■ Stored data entries ■
*** Begin section ***

PR #715, opened 2020-01-20
Remove libjass

MrTimscampi:
**Changes**

Removes libjass since it's not supported anymore and has been replaced by JavascriptSubtitleOctopus anyway, which works with pretty much everything we target.

**Issues**

None.

### DIFF
--- a/package.json
+++ b/package.json
@@ -57,7 +57,6 @@
     "jquery": "^3.4.1",
     "jstree": "^3.3.7",
     "libass-wasm": "https://github.com/jellyfin/JavascriptSubtitlesOctopus",
-    "libjass": "^0.11.0",
     "material-design-icons-iconfont": "^5.0.1",
     "native-promise-only": "^0.8.0-a",
     "page": "^1.11.5",
--- a/src/bundle.js
+++ b/src/bundle.js
@@ -84,13 +84,6 @@ _define("webcomponents", function() {
     return webcomponents;
 });
 
-// libjass
-var libjass = require("libjass");
-require("libjass/libjass.css");
-_define("libjass", function() {
-    return libjass;
-});
-
 // libass-wasm
 var libass_wasm = require("libass-wasm");
 _define("JavascriptSubtitlesOctopus", function() {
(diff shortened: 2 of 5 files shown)


Artiume:
I could check out the Ps4, just let me know what you need

MrTimscampi:
> I could check out the Ps4, just let me know what you need

We need to check if playing a file with .ass/.ssa subs work with this PR (It removes the non-Web Assembly library that is no longer supported by its developer).  
You'd likely need @JustAMan 's fix of SubtitleOctopus though, since I doubt the PS4 run Web Assembly and thus needs the fallback to asm.js.

Artiume:
Ok, I'll pull in the PR. This will be using the built in browser on the Ps4, right?

dkanada:
@Artiume any updates here?

Artiume:
I can do it tomorrow, I had forgotten about it 😅

Artiume:
So I'm trying to verify functionality but I never use my ps4 browser. I'm still on normal nightly, not the PR yet. I can't seem to click on any media on the home page. I can't tell if it's me not knowing how to properly navigate the Ps4 ui or if it's just being buggy

Artiume:
So I'm not sure if it's the Ps4 being slow or maybe an issue with the webui. If I click on anything, I can't change pages. I can see the url attempts to update and I get the waiting icon like it's trying to load the new page but nothing occurs. If I exit the browser and reenter the browser, I'll be on the new page.

I feel like this is a new issue. I did try the Ps4 about a month or so ago and i was able to play content.

Artiume:
Unable to verify functionality on branch either. Same sort of issue, refreshing the browser is required to move to a new page but I am unable use that trick to get media to play.

MrTimscampi:
@JustAMan @dkanada To bring this back to life, according to [this blog post](http://blog.greggant.com/posts/2016/04/07/exploring-and-developing-for-the-ps4-browser.html), the PS4 supports Canvas and Web Workers, which is the only check performed right now for whether to enable Octopus or not.

In my opinion, we should remove libjass and, if needed for performance or compatibility reasons, force transcoding for the PS4 [here](https://github.com/jellyfin/jellyfin-web/blob/master/src/components/apphost.js#L52). The reasoning being that it's better to render fully accurate subtitles by transcoding, rather than falling back on an unmaintained library that has known rendering issues.

MrTimscampi:
> Why so many lines that (seemingly) are unrelated to libjass are removed from lockfile? @MrTimscampi

Due to changes in SubOctopus, I had to regenerate a full lockfile after removing the yarn cache. This one is the result of a fresh `yarn install`, basically.

Issue #703, opened 2020-01-17
Update BrowserDeviceProfile.js


anthonylavado:
**Describe the bug**
The copy of BrowserDeviceProfile.js we have is largely untouched, with only minor changes since the fork. As a result, there are many supported codecs/formats that are marked as unsupported for certain browsers.

**To fix**
Review each platform/browser that BrowserDeviceProfile can identify, and ensure that the correct capabilities are reported back.

**Additional context**
Resources to use:
* https://caniuse.com/
* https://jellyfin.org/docs/general/clients/codec-support.html

the-r0cket06:
I can help anyone that is planning on tackling this. I started to poke around a little bit today, and might have some stuff ready for a PR in the coming days.

JustAMan:
@the-r0cket06 Go ahead, and make a draft PR when you have at least something, so others know your approximate progress (and the fact that you're working on it).

timo95:
Related:
https://github.com/jellyfin/jellyfin-expo/issues/106

thornbill:
This file received regular updates now 🙃

PR #716, opened 2020-01-20
Safari supports AC-3

Bond-009:
#703

### DIFF
--- a/src/scripts/browserdeviceprofile.js
+++ b/src/scripts/browserdeviceprofile.js
@@ -77,10 +77,6 @@ define(['browser'], function (browser) {
             return true;
         }
 
-        if (browser.osx || browser.iOS) {
-            return false;
-        }
-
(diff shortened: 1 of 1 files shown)


anthonylavado:
So I started on this (haven’t made the PR yet), but I stopped because I needed to figure something out. Does removing this check mean that it will test if support is available, and thus use it?

Are the checks just hard coded supported states?

anthonylavado:
Okay, so the statement below does query correctly for support.

Want to remove the restriction on eac3 @bond-009? I’ve tested that it works as well, on both desktop and mobile Safari.

Bond-009:
EAC-3 doesn't have the same restriction, right?
https://github.com/jellyfin/jellyfin-web/blob/361a6acc96d1d5b0cff926ceea4ce7e9d4ee9c6a/src/scripts/browserdeviceprofile.js#L83

anthonylavado:
Yep all good ty @Bond-009

PR #2753, opened 2021-06-23
Add setting for max days for a show to appear in next up list

jackrvan:
**Changes**
This pull request in the base jellyfin repo added the ability to set a limit for the amount of time a show can appear in the next up list https://github.com/jellyfin/jellyfin/pull/5828. This pull request is an attempt to add a setting for this.


thornbill (changes requested):
This does not seem to work in my testing. I'm not sure the server change is working. I am fairly certain that the change here is not sending the date in a valid format, but even playing with a few different formats for the date, I do not see any difference in the response from the server.

jackrvan:
It seems to be working for me. Here are some screenshots. I have watched Malcolm in the Middle today and havent watched Futurama for 3 days.
With the setting at 4 days:
image
With the setting at 2 days:
image

As you can see from the screenshot the first one contains both shows because both have been watched within the last 4 days. On the second screenshot only Malcolm in the  middle is visible because Futurama has not been watched in the last 2 days.  I am running the jellyfin server on the latest master with "dotnet run --project Jellyfin.Server --nowebclient" and im running jellyfin web on my version of master with "npm start"

Im not sure why it would not be working for you? Are you sure you were running the server on a version that has #5828 in it? If there is any more information I can provide please let me know but Im not sure how to proceed right now since it appears to work for me

src/scripts/settings/userSettings.js
```diff
@@ -429,6 +429,25 @@ export class UserSettings {
...
+        if (val !== undefined) {
+            return this.set('maxDaysForNextUp', parseInt(val, 10), false);
+        }
+
+        const maxDaysForNextUp = parseInt(this.get('maxDaysForNextUp', false), 10);
+        if (maxDaysForNextUp === 0) {
+            // Explicitly return 0 to avoid returning 100 because 0 is falsy.
+            return 0;
+        } else {
+            return maxDaysForNextUp || 100;
```
thornbill, line 447: I think 100 may be too low of a default for a field that was unlimited previously. Especially if you consider that the fallback behavior is to display the first episode of every show. This was the issue I was having in my testing. Perhaps showing one year by default would be better. :man_shrugging:

thornbill (changes requested):

src/scripts/settings/userSettings.js
jackrvan: Ya I think a year is better so changed.

src/components/homesections/homesections.js
```diff
@@ -595,17 +595,20 @@ import ServerConnections from '../ServerConnections';
...
             return apiClient.getNextUpEpisodes({
                 Limit: enableScrollX() ? 24 : 15,
                 Fields: 'PrimaryImageAspectRatio,DateCreated,BasicSyncInfo,Path',
                 UserId: apiClient.getCurrentUserId(),
                 ImageTypeLimit: 1,
                 EnableImageTypes: 'Primary,Backdrop,Banner,Thumb',
                 EnableTotalRecordCount: false,
-                DisableFirstEpisode: true
+                DisableFirstEpisode: false,
+                NextUpDateCutoff: oldestDateForNextUp.toUTCString()
```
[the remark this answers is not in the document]
jackrvan: Thanks. Im new to javascript so recommendations like this are very helpful

thornbill (approved):

PR #2754, opened 2021-06-24
Removed all legacy Emby CSS

Ben-Wallner:
**Changes**

I removed all legacy Emby CSS naming to clean up the code

**Issues**

none


cvium:
What is the benefit to this exactly? It's a humongous PR.

oddstr13 (changes requested):
This will cause a massive amount of work in *all* plugins that utilizes the web pages.

There are about 300 lines with `emby-` in them in the currently active official plugins alone, and this is very likely to also affect *all* unofficial plugins.

MrTimscampi:
Marking for discussion, as this is a potentially contentious change.

Not only does it break all the plugins (First and third party) but it can also very easily lead to issues in the client, requiring ideally an entire cycle to test and validate.

thornbill:
Closing based on points above.

PR #2776, opened 2021-07-03
Add hardware encoding status to playback data

gnuyent:
Hi, this is my first contribution to jellyfin. Let me know if I need to change/fix anything!

**Changes**
Inside Playback Info, add hardware encoding information.
image
image

**Issues**

Resolves https://github.com/jellyfin/jellyfin/issues/6087

Connected PR: https://github.com/jellyfin/jellyfin/pull/6258

### DIFF
--- a/src/components/playerstats/playerstats.js
+++ b/src/components/playerstats/playerstats.js
@@ -173,6 +173,10 @@ import ServerConnections from '../ServerConnections';
                     value: session.TranscodingInfo.TranscodeReasons.map(translateReason).join('<br/>')
                 });
             }
+            sessionStats.push({
+                label: globalize.translate('LabelHardwareEncoding'),
+                value: session.TranscodingInfo.IsHardwareEncode
+            });
         }
 
         return sessionStats;
--- a/src/components/playerstats/playerstats.js
+++ b/src/components/playerstats/playerstats.js
@@ -175,7 +175,7 @@ import ServerConnections from '../ServerConnections';
             }
             sessionStats.push({
                 label: globalize.translate('LabelHardwareEncoding'),
-                value: session.TranscodingInfo.IsHardwareEncode
+                value: session.TranscodingInfo.HardwareAccelerationType
             });
         }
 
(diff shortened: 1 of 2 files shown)


YouKnowBlom:
Hello, thank you for contributing!:) From my testing it seems like `HardwareAccelerationType` is not always present in `TranscodingInfo`. Your first screenshot has the value "none" but I'm not quite sure where that is set?

src/components/playerstats/playerstats.js
```diff
@@ -173,6 +173,10 @@ import ServerConnections from '../ServerConnections';
                     value: session.TranscodingInfo.TranscodeReasons.map(translateReason).join('<br/>')
                 });
             }
+            sessionStats.push({
```
YouKnowBlom, line 176: I think it would be a good idea to wrap this in an if like the stats above, just in case.

YouKnowBlom: bit of a nitpick but visually I think it will nicer if it's above the transcoding reasons.

gnuyent: I'm not sure if that would work out since this variable will always be set to something and always display. Not too sure if this is desired behavior though, will wait on more feedback!

YouKnowBlom: Fair point! It should be rare enough with mismatching web and server versions for this to be an issue.

cvium: Everything else is wrapped in `if`. We should follow the "standard".

src/components/playerstats/playerstats.js
```diff
@@ -173,6 +173,10 @@ import ServerConnections from '../ServerConnections';
...
+                label: globalize.translate('LabelHardwareEncoding'),
+                value: session.TranscodingInfo.HardwareAccelerationType
+            });
```
cvium, line 179:
```suggestion
            if (session.TranscodingInfo.HardwareAccelerationType) {
                sessionStats.push({
                    label: globalize.translate('LabelHardwareEncoding'),
                    value: session.TranscodingInfo.HardwareAccelerationType
                });
            }
```

src/components/playerstats/playerstats.js
gnuyent: Sorry for the delay, just accepted the change!

cvium (approved):

Issue #2756, opened 2021-06-28
LG webOS TV browser: top bar doesn't hide completely


n1trux:
since webOS 3.23.05 the top bar of the LG browser doesn't hide the bar completely, it just slides away and there's still a 20px or so wide stripe on the top of the screen (see attached screenshot).

Maybe if Jellyfin went into fullscreen mode when playing media this issue could go away. There's no way to go into full screen mode within the browser itself, as far as I can see.

**Steps To Reproduce**
1. open LG browser
2. go to Jellyfin
3. start playing any media
4. bar slides up but is still visible

**Expected Behavior**
The bar should disappear because Jellyfin goes into full screen mode when it detects a TV browser.

**Screenshots**
Bar shown:
![bar_shown](https://user-images.githubusercontent.com/7255542/123626160-ccae8d80-d810-11eb-9b84-714c6bcd281b.jpg)
Bar "hidden" (more like: slid up):
![bar_hidden](https://user-images.githubusercontent.com/7255542/123626157-cc15f700-d810-11eb-96d6-924cc66edf94.jpg)

**System (please complete the following information):**
 - Platform: LG 55NANO913NA TV
 - Browser: LG browser (version not visible anywhere, OS version 3.23.05)
 - Jellyfin Version: 10.7.6

hundehausen:
It goes away after some time on my LG OLED.

FluffyDiscord:
Once it goes away, in about 5 mins, subtitles go away too.

hundehausen:
And at some point the screen saver kicks in.

imchasingshadows:
The new WebOS browser appears to have dropped the `Web0S` part from the useragent causing jellyfin to not correctly detect the new browser. In addition to this jellyfin hides the fullscreen toggle when the browser is detected to be a tv

the useragent im seeing in my access logs;
`Mozilla/5.0 (Linux; NetCast; U) AppleWebKit/537.36 (KHTML, like Gecko) Chrome/79.0.3945.79 Safari/537.36 SmartTV/10.0 Colt/2.0`

I was able to resolve the issue locally by adding a new variable to the browser object
```js
browser.js:237

browser.web0s = userAgent.toLowerCase().indexOf('Web0S'.toLowerCase()) !== -1;
// im not sure which part of the useragent is unique but this seemed to work
browser.web0sChromium = userAgent.toLowerCase().indexOf('SmartTV'.toLowerCase()) !== -1;
```

[...]

PR #2781, opened 2021-07-03
bugfix/web0s-fullscreen

imchasingshadows:
Fix user agent detection for new webos browser
Fix greybar on top of the screen in new webos browser by entering fullscreen

Tested on my lg E9 with the recently released browser and on Firefox.

It appears that lg changed the behavior of the back (461) button as it no longer fires a keydown event. I would've preferred to call `approuter.back()` during this event, but as a workaround i call it during the fullscreenchanged event.

Also first pr :)

**Changes**
1. Added netcast as a way to identify the new webos browser
2. Automatically enter fullscreen when layout is tv
3. Stop playback when video exits fullscreen (tv layout)

**Issues**
#2756


whiteworthy:
compiled this and it works perfectly if anyone is wondering

src/plugins/htmlVideoPlayer/plugin.js
```diff
@@ -1369,12 +1369,17 @@ function tryRemoveElement(elem) {
...
 
-                        // don't animate on smart tv's, too slow
-                        if (options.fullscreen && browser.supportsCssAnimation() && !browser.slow) {
-                            return zoomIn(dlg).then(function () {
-                                return videoElement;
-                            });
-                        } else {
+                        if (options.fullscreen) {
+                            if (browser.tv && Screenfull.isEnabled) {
+                                Screenfull.request();
```
thornbill, line 1374: Should there be a return here or maybe the next condition should be an `else if`? Or is it intended for TVs to continue through the rest of the following logic?

src/scripts/browser.js
```diff
@@ -14,6 +14,23 @@ function isTv() {
...
 
+    if (userAgent.indexOf('netcast') !== -1) {
+        return true;
+    }
+
+    if (userAgent.indexOf('web0s') !== -1) {
+        return true;
+    }
+
+    return false;
```
thornbill, line 25: The lines above here could just be replaced by `return isWebOs();` probably.

thornbill (changes requested):
:+1: I just had a couple questions and this needs to be rebased.

src/plugins/htmlVideoPlayer/plugin.js
imchasingshadows: Yes, if im correct tv's have `browser.slow` set to true anyway but its more clear to just immediately return

src/controllers/playback/video/index.js
```diff
@@ -402,6 +402,14 @@ import { appRouter } from '../../../components/appRouter';
             }
         }
 
+        function onFullscreenChanged() {
+            if (!layoutManager.tv) {
+                updateFullscreenIcon();
+            } else if (!playbackManager.isFullscreen(currentPlayer)) {
+                appRouter.back();
+            }
```
dmitrylyzo, line 410: This breaks playback on webOS 1.2 (emulator) because there is no `webkitIsFullScreen` property: https://github.com/jellyfin/jellyfin-web/blob/f5ea7bc83081d7f3b5a38b00cbbe3b19a101316f/src/components/playback/playbackmanager.js#L1452

dmitrylyzo (commented):
> It appears that lg changed the behavior of the back (461) button as it no longer fires a keydown event.

On Tizen, `Back` button doesn't fire `keydown` because it is handled by browser. Probably the same with webOS.

dmitrylyzo (commented):
I tried this to prevent a return if not forced fullscreen mode:
```js
Screenfull.request().then(() => {
    this.isFullscreenHack = true;
})
```
_reset it somewhere?_

then (in `video/index.js`)
```js
if (currentPlayer.isFullscreenHack && !playbackManager.isFullscreen(currentPlayer)) {
    appRouter.back();
    return;
}
```
_hack over hack_ :smile:

dkanada:
@imchasingshadows fair warning, we're moving towards a larger release just in case you want to get this in before that happens.

src/plugins/htmlVideoPlayer/plugin.js
```diff
@@ -1366,12 +1366,18 @@ function tryRemoveElement(elem) {
                             document.body.classList.add('hide-scroll');
                         }
 
-                        // don't animate on smart tv's, too slow
-                        if (options.fullscreen && browser.supportsCssAnimation() && !browser.slow) {
-                            return zoomIn(dlg).then(function () {
+                        if (options.fullscreen) {
+                            if (browser.tv && Screenfull.isEnabled) {
```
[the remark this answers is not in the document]
imchasingshadows: I'm a little confused does this invalidate the need for the `isFullcreenHack` you've proposed earlier?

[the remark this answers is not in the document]
dmitrylyzo: No, it's just to avoid running a hack where it's definitely not needed (Tizen and apps).
`isFullcreenHack` is still required.

dmitrylyzo:
@imchasingshadows Try this patch (_it is hard to do it in suggestions_)
```diff
diff --git a/src/controllers/playback/video/index.js b/src/controllers/playback/video/index.js
index c82ee4fb1..fa8603f30 100644
--- a/src/controllers/playback/video/index.js
+++ b/src/controllers/playback/video/index.js
@@ -403,7 +403,7 @@ import { appRouter } from '../../../components/appRouter';
         }
 
         function onFullscreenChanged() {
-            if (!playbackManager.isFullscreen(currentPlayer)) {
+            if (currentPlayer.forcedFullscreen && !playbackManager.isFullscreen(currentPlayer)) {
                 appRouter.back();
                 return;
             }
diff --git a/src/plugins/htmlVideoPlayer/plugin.js b/src/plugins/htmlVideoPlayer/plugin.js
index 0f1e48a8b..9161ffb56 100644
--- a/src/plugins/htmlVideoPlayer/plugin.js
+++ b/src/plugins/htmlVideoPlayer/plugin.js
@@ -1361,23 +1361,26 @@ function tryRemoveElement(elem) {
                         this.#videoDialog = dlg;
                         this.#mediaElement = videoElement;
 
+                        delete this.forcedFullscreen;
+
                         if (options.fullscreen) {
                             // At this point, we must hide the scrollbar placeholder, so it's not being displayed while the item is being loaded
                             document.body.classList.add('hide-scroll');
-                        }
 
-                        if (options.fullscreen) {
+                            // Enter fullscreen in the webOS browser to hide the top bar
                             if (!window.NativeShell && browser.web0s && Screenfull.isEnabled) {
-                                Screenfull.request();
+                                Screenfull.request().then(() => {
+                                    this.forcedFullscreen = true;
+                                });
                                 return videoElement;
                             }
+
                             // don't animate on smart tv's, too slow
                             if (!browser.slow && browser.supportsCssAnimation()) {
                                 return zoomIn(dlg).then(function () {
                                     return videoElement;
                                 });
                             }
-
                         }
 
                         return videoElement;
```

imchasingshadows:
@dmitrylyzo i've applied the suggested patch you made. Would you be able to test it?

dmitrylyzo:
> @dmitrylyzo i've applied the suggested patch you made.

I suppose you did it manually.
[This block](https://github.com/jellyfin/jellyfin-web/blob/3e749d20a868adb3754ebdd3e27034fdbea2665a/src/plugins/htmlVideoPlayer/plugin.js#L1370-L1384) should be in [if-block](https://github.com/jellyfin/jellyfin-web/blob/3e749d20a868adb3754ebdd3e27034fdbea2665a/src/plugins/htmlVideoPlayer/plugin.js#L1366-L1369).
_You can amend the previous commit and force-push._

>  Would you be able to test it?

_Speaking of the original patch._
I tested it in Tizen/webOS emulators (browser, app) and in Chrome on PC - it doesn't go back unless forced fullscreen has been activated (_as intended_).
In webOS 1 and 3, browsers don't go fullscreen. I don't know if this is some kind of policy, but that's why there is a promise handler - to capture the real entering fullscreen.
It would be better to test this PR on real webOS. I believe it should work if it worked before, because we haven't changed the main logic :crossed_fingers:

dmitrylyzo (changes requested):
@imchasingshadows You applied the patch incorrectly. Could you please fix it?
[This block](https://github.com/jellyfin/jellyfin-web/blob/3e749d20a868adb3754ebdd3e27034fdbea2665a/src/plugins/htmlVideoPlayer/plugin.js#L1370-L1384) should be in [if-block](https://github.com/jellyfin/jellyfin-web/blob/3e749d20a868adb3754ebdd3e27034fdbea2665a/src/plugins/htmlVideoPlayer/plugin.js#L1366-L1369).
_You can amend the previous commit and force-push._

imchasingshadows:
@dmitrylyzo Im sorry im not that familiar with patches. I've amended the commit i hope its resolved now :) let me know if i've made it worse haha

src/plugins/htmlVideoPlayer/plugin.js
```diff
@@ -1361,19 +1361,30 @@ function tryRemoveElement(elem) {
...
+                            // don't animate on smart tv's, too slow
+                            if (!browser.slow && browser.supportsCssAnimation()) {
+                                return zoomIn(dlg).then(function () {
+                                    return videoElement;
+                                });
+                            }
                         }
+
+
+                        return videoElement;
```
dmitrylyzo, line 1387: extra empty line
```suggestion
                        }

                        return videoElement;
```

src/scripts/browser.js
```diff
@@ -14,6 +14,19 @@ function isTv() {
...
+    if (isWeb0s()) {
+        return true;
+    }
+
+    return false;
+}
+
+function isWeb0s() {
+    const userAgent = navigator.userAgent.toLowerCase();
+    if (userAgent.indexOf('netcast') !== -1) {
```
dmitrylyzo, line 26: just for a better look
```suggestion
    const userAgent = navigator.userAgent.toLowerCase();

    if (userAgent.indexOf('netcast') !== -1) {
```

dmitrylyzo:
> @dmitrylyzo Im sorry im not that familiar with patches. I've amended the commit i hope its resolved now :) let me know if i've made it worse haha

:+1: Almost fine.
I put 2 cosmetic suggestions. Use `Add suggestion to batch` to make a single commit.

dmitrylyzo:
Not sure if we need to do it in this PR. If the theme background is enabled, we also need to enter fullscreen.

Replace
https://github.com/jellyfin/jellyfin-web/blob/2e66ce13e6c0bcb20de5c1568f857d7bc8677715/src/plugins/htmlVideoPlayer/plugin.js#L1389-L1392
with
```js
                    delete this.forcedFullscreen;

                    if (options.fullscreen) {
                        // we need to hide scrollbar when starting playback from page with animated background
                        document.body.classList.add('hide-scroll');

                        // Enter fullscreen in the webOS browser to hide the top bar
                        if (!window.NativeShell && browser.web0s && Screenfull.isEnabled) {
                            Screenfull.request().then(() => {
                                this.forcedFullscreen = true;
                            });
                        }
                    }
```

_probably for the next PR_
I think we need to split `createMediaElement` promise to remove duplicates:
- create element
- enter fullscreen and hide scrollbar

dmitrylyzo:
> Not sure if we need to do it in this PR. If the theme background is enabled, we also need to enter fullscreen.

My suggestion might break the hack for sequential playback (playlist) because fullscreen is an API restricted to user gestures.
So maybe left for later.

dmitrylyzo:
I fixed suggestion in https://github.com/jellyfin/jellyfin-web/pull/2781#issuecomment-920979045
With that, it won't repeat the hack if it has already been.

dmitrylyzo:
@imchasingshadows not that. Below is a block that is used to re-use the video player.

src/plugins/htmlVideoPlayer/plugin.js
```diff
@@ -1361,24 +1361,41 @@ function tryRemoveElement(elem) {
...
                     // we need to hide scrollbar when starting playback from page with animated background
                     if (options.fullscreen) {
                         document.body.classList.add('hide-scroll');
+
+                        // Enter fullscreen in the webOS browser to hide the top bar
+                        if (!this.forcedFullscreen && !window.NativeShell && browser.web0s && Screenfull.isEnabled) {
+                            Screenfull.request().then(() => {
+                                this.forcedFullscreen = true;
+                            });
+                        }
```
dmitrylyzo, line 1398: move the comment to the right place
```suggestion
                    if (options.fullscreen) {
                        // we need to hide scrollbar when starting playback from page with animated background
                        document.body.classList.add('hide-scroll');

                        // Enter fullscreen in the webOS browser to hide the top bar
                        if (!this.forcedFullscreen && !window.NativeShell && browser.web0s && Screenfull.isEnabled) {
                            Screenfull.request().then(() => {
                                this.forcedFullscreen = true;
                            });
                        }
```

dmitrylyzo (approved):
It still needs to be tested on real webOS 6 to make sure that the `Screenfull.request` promise is resolving.

thornbill (approved):

PR #2786, opened 2021-07-10
Improve people pages and metadata editor

MrTimscampi:
**Changes**

Adds ages, fixes date format to be localized (according to browser locale, I didn't want to wrestle with jf-web's wonky locale system), fixes an untranslated string in the metadata editor and adapt the field names of the editor for people.

If the person is still alive, we show the age next to the birth date:
image
Otherwise next to their death date:
image

People now have "names" and not "titles". Original name has also been unhidden, because people might like to know the name of an actor in the original script:
image

**Issues**


src/components/metadataEditor/metadataEditor.js
```diff
@@ -638,6 +638,9 @@ import template from './metadataEditor.template.html';
 
         if (item.Type === 'Person') {
             //todo
```
thornbill, line 640: Todo what? :upside_down_face:

MrTimscampi: Not sure what Luke wanted to do :yum: 
We can probably remove it though, yeah.

thornbill (approved):

PR #2798, opened 2021-07-22
Add upload image via URL

MrTimscampi:
**Changes**

Adds a "Download from URL" button to the image uploader.

This will download the image client-side, then build a file blob out of it and set it as the selected file on the file input. The rest of the process is unchanged.

image

An important note is that some websites might return a CORS error (ThePosterDB comes to mind). This is handled using a try..catch + a check on `response.ok`.

**Issues**


YouKnowBlom (approved):

src/components/imageUploader/imageUploader.js
```diff
@@ -124,6 +125,40 @@ import template from './imageUploader.template.html';
...
+
+            try {
+                const response = await fetch(url);
+
+                if (response.ok) {
+                    const fileBlob = await response.blob();
+
+                    const extension = mime[response.headers.get('Content-Type') || 'image/jpeg'].extensions[0];
+
+                    const urlFileBlob = new File([fileBlob], `image.${extension}`, {
```
thornbill, line 150: Any idea if the File API will be supported by webOS/Tizen? It looks like older versions of Chrome may not https://caniuse.com/fileapi

thornbill (changes requested):

src/components/imageUploader/imageUploader.js
MrTimscampi: Good point.

Should we allow editing on TV at all, though? Seems like it'd be nicer to simply handle navigation/playback on TV and leave all the admin stuff out.

I haven't really tried to use the edit dialog in TV mode, but given how it looks, I doubt it's really usable :yum:

thornbill: I agree that a lot of stuff should probably just be disabled in TV mode, but if it's not this has the potential to crash the client.

thornbill:
I think it is a good feature, but this should support should be added server side for handling the image downloading.

kees-:
Is there any possibility of this feature being reintroduced?

Almost all images I manually upload are saved from the web and it adds a silly amount of friction to constantly save and reupload.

*** End section ***

Lines that include the word "updates" are to be extracted from the data above.

■ SOLVED EXERCISE ■
@Artiume any updates here?
This file received regular updates now 🙃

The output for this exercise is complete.